* [Work to complete]:
In the entries that follow, the first line to write out is the one containing "Issue #3176, opened 2017-09-19", and the last is the one containing "Screenshot for this". Reproduce that stretch exactly, with nothing before or after it.

* [Data provided]:
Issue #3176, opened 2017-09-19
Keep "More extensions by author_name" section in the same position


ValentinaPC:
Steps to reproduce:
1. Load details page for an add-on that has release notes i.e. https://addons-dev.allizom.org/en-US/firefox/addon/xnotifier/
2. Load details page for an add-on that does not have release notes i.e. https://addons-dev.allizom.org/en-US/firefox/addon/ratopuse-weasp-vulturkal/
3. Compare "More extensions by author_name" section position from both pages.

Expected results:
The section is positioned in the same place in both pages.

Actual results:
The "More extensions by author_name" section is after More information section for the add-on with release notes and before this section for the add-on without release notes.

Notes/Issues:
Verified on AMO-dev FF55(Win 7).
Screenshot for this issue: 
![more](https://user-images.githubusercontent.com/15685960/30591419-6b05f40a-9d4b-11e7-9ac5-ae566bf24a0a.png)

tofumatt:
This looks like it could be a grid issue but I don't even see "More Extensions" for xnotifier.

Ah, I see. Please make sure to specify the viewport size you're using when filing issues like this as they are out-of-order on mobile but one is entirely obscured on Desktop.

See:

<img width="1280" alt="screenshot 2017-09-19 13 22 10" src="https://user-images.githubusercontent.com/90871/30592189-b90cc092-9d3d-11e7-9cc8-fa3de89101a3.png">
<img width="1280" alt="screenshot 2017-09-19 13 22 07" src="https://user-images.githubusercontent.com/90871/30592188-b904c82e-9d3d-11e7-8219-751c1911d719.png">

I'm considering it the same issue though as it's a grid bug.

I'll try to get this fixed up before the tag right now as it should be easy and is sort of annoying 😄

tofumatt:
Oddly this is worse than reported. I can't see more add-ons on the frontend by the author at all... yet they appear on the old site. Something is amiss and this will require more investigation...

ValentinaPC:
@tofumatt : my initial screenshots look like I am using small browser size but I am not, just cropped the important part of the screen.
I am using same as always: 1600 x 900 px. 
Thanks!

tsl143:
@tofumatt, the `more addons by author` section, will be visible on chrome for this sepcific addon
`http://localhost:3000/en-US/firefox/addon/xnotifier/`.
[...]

* * *

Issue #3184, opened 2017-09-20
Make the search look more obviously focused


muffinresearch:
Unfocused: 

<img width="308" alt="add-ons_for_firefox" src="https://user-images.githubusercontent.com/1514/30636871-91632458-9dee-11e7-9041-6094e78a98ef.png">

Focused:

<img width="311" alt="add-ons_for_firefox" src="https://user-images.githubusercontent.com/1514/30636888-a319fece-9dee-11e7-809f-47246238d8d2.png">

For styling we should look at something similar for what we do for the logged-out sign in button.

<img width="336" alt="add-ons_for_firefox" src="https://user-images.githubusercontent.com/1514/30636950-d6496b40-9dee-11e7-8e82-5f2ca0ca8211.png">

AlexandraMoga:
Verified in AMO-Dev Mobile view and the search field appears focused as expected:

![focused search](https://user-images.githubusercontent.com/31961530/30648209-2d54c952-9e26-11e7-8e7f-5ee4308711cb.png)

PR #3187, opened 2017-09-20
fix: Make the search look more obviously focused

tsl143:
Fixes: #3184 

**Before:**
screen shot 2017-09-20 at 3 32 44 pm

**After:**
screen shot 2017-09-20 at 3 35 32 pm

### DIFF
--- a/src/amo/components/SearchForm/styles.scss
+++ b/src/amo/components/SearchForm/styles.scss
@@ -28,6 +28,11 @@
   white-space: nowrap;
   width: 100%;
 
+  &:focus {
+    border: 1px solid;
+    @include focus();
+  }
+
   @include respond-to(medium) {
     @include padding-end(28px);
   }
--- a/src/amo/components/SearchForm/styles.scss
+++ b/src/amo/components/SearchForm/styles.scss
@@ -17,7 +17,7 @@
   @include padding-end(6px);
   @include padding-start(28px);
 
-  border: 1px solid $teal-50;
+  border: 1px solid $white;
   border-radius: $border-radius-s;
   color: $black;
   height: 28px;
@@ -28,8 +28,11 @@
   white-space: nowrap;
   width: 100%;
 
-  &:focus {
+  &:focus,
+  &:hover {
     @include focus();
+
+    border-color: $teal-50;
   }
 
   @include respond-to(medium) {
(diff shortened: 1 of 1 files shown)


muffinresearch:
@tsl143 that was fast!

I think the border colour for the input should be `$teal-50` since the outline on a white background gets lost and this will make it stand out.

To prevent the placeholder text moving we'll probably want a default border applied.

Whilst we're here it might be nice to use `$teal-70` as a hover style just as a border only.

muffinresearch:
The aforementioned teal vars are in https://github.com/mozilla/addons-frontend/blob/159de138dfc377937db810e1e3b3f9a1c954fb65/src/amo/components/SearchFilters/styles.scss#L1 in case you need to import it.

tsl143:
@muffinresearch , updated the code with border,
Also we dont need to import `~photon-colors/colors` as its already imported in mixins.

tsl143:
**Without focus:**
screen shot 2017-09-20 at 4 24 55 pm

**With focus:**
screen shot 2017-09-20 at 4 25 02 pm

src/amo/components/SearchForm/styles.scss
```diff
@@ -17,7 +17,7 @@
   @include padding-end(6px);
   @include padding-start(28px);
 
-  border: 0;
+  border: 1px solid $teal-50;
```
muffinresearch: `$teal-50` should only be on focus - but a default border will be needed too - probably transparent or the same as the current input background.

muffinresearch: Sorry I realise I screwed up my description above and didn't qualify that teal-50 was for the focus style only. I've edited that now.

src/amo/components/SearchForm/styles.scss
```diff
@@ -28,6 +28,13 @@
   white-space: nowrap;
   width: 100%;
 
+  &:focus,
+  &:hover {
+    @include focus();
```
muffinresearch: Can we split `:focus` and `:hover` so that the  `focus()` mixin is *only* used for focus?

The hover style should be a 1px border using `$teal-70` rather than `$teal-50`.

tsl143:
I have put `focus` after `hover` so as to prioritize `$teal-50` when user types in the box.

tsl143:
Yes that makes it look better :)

* [Answer area]:
Issue #3176, opened 2017-09-19
Keep "More extensions by author_name" section in the same position


ValentinaPC:
Steps to reproduce:
1. Load details page for an add-on that has release notes i.e. https://addons-dev.allizom.org/en-US/firefox/addon/xnotifier/
2. Load details page for an add-on that does not have release notes i.e. https://addons-dev.allizom.org/en-US/firefox/addon/ratopuse-weasp-vulturkal/
3. Compare "More extensions by author_name" section position from both pages.

Expected results:
The section is positioned in the same place in both pages.

Actual results:
The "More extensions by author_name" section is after More information section for the add-on with release notes and before this section for the add-on without release notes.

Notes/Issues:
Verified on AMO-dev FF55(Win 7).
Screenshot for this issue: 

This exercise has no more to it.